It’s awfully dark and my guard has gone way up. Yet, I bypass almost all manner of caution as the draw of unexplored territory continues to pull me under. Deeper than I ever thought my lungs could withstand.
There was a period in history when veering deeper into physically uncomfortable yet treasure-bearing climates was more reality than dream. I’ve long fantasized about such things, but in trying to put myself there, I can only imagine my dreams surviving in the absence of fear, even with an active desire for marvel.
With an entirely different motive, things wouldn’t be so uncontrollable.
When toils aren’t for mere personal fulfilment but instead to sponsor growth of a town, a community, an economy, reservations lessen for what you were dispatched to do. So you press forward, only to find that what should be energising — openness and relative freedom — actually constitute conditions defined by your foremost fears. Difference being, bowing under pressure is no longer an option.

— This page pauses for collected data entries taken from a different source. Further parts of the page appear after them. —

PR #700, opened 2025-02-25
Chicken settings for scary auras

sorc653:
This adds a few chicken settings so we can nope out if we acquire certain negative auras.

Screenshot 2025-02-25 at 3 50 26 PM

# TODO
* [ ] Conviction
* [ ] Might
* [ ] Fanaticism
* [ ] Decrepify
* [ ] Lower Resist


sorc653:
@hectorgimenez @artosimonyan @elobo91 if I wanted to chicken if mobs are on top of me w/scary auras, would you place that here? I'm nervous about performance in such an important thread.

Instead I could add options to just skip those mobs so you don't consider them to kill?

PR #701, opened 2025-02-26
Wait until fcr/walk time is finished

hectorgimenez:


jasorello:
Is this an approach that could be leveraged in other situations after an action has been performed? (or even bake it in to performing actions?) I was looking at the attack loop in the blizzard sorceress and trying to limit the time that the attackLoop counter incremented without actually performing an attack loop.

One of the things I tried is making the bot retry a primary attack while it waits for blizzard to come off of cooldown. I pulled from the same `Data.PlayerCastDuration()` function to determine what an appropriate wait time is before trying to recast.

hectorgimenez:
Probably we can do the same in other situations and will improve the CPU consumption. Is not the best solution honestly, an sleep will block the application until it finishes, making it less responsive, but for this use case should be acceptable.

PR #702, opened 2025-02-26
Reduce CPU usage (RefreshGameData)

elobo91:
allow one RefreshGameData at a time even if requested by multiple places in code.

ctx.RefreshGameData() : Performs an immediate refresh if it's been more than 20ms since the last one

ctx.RefreshRequest : Signals the background goroutine to reset its timer when it receives a request

The background goroutine continues with the regular 100ms refresh cycle that adapt to RefreshRequest

this is to be used with : https://github.com/hectorgimenez/koolo/pull/701

dont use before the other pr is merged and finished

this also can be paired with  https://github.com/hectorgimenez/d2go/pull/83  for optimal reduction

### DIFF
--- a/internal/bot/bot.go
+++ b/internal/bot/bot.go
@@ -55,14 +55,15 @@ func (b *Bot) Run(ctx context.Context, firstRun bool, runs []run.Run) error {
 		for {
 			select {
 			case <-ctx.Done():
-				cancel()
-				b.Stop()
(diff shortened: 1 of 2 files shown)


elobo91:
closed.  important pr is https://github.com/hectorgimenez/d2go/pull/83  .  this one doesnt seem to help

but 83 reduce by 50%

Trading gaze-demanding treasures for wads of nothingness — a pocket full of sunshine for a fistful of dirt clods — is SteamWorld Dig. Thinking myself to be delirious and cowardly to accept entry to conditions I wouldn’t brave outside the game world, I quickly found myself wondering why it is that I welcome staggering through the dank quarters of a monolithic dungeon, yet am frightened to put myself in the abyssal confines of what is essentially a reverse tower with palatial-sized corridors.

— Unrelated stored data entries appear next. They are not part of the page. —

PR #865, opened 2023-05-19
Update opacity across selected frames

20kdc:
This causes the opacity slider to update all selected frames of the current layer rather than just the current frame.
This is useful because opacity is treated independently of cel linking, so without an option like this it's hard to work with layers you want to have one global opacity.

An example of this is if you have, say, a "noise layer" on your sprite (i.e. import noise from some other application, cut it to fit the sprite, then adjust opacity to taste). This is useful for adding a bit of texture. But combining a noise layer with animation is awkward because the opacity is per-frame, so you have to have everything setup at the start or individually adjust each layer.


OverloadedOrama (approved):
Looks good to me, thanks!

PR #866, opened 2023-05-19
Limit onion skinning slider max values to 10

Variable-ind:
Limited value sliders of past and future frames to 10 and enabled the `allow greater` option so you can still set it to values greater than 10


OverloadedOrama (approved):
Thank you!

Issue #697, opened 2022-05-08
GIFs are sometimes exported as solid color


novhack:
**Pixelorama version:**
0.10-stable

**OS/device including version:**
EndeavourOS 5.17.5, Mesa 22.0.3, Radeon RX 5700 XT
MrTriPie was able to reproduce the issue on Windows 10

**Issue description:**
When exporting images with more than 256 colors Pixelorama sometimes exports a GIF which is just a solid color.
Exporting images which don't require quantization it seems to work properly. I expect the issue is somewhere in that code.

**Steps to reproduce:**
This standard test image of Lenna causes the issue sometimes:
![Lenna_(test_image)](https://user-images.githubusercontent.com/42614907/167296039-6e4753aa-9654-4b40-86c4-5efa5583e6a2.png)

I may be armed with the right supplies for navigation and health, but my biggest threat — excess freedom caused by exposed ground — transforms a case of get-in, get-out spelunking into a more thorough search. The thrill of what awaits me at the furthest depths should supply boundless motivation. But what I can only describe as selfishness prevents me from acting, feeling as though my arms were being twisted backward – to be subdued, and then thrown in against my will.
Indeed, the deeper I headed into the belly of the beast, the more my fears dispersed from my strong inclination to explore and absorb. After much resistance, my adventurous spirit had returned.
20,000 feet underground
Playing SteamWorld Dig feels like something out of Jules Verne’s mind, not only for being set in a steampunk universe, but because the experience resembles that of a deep-sea venture. As if taking on the role of a coal miner, the above-surface western plane acts as your hub, with three underground entry points and stations through which tool enhancements can be obtained, treasures can be appraised, and post-death tips are freely offered.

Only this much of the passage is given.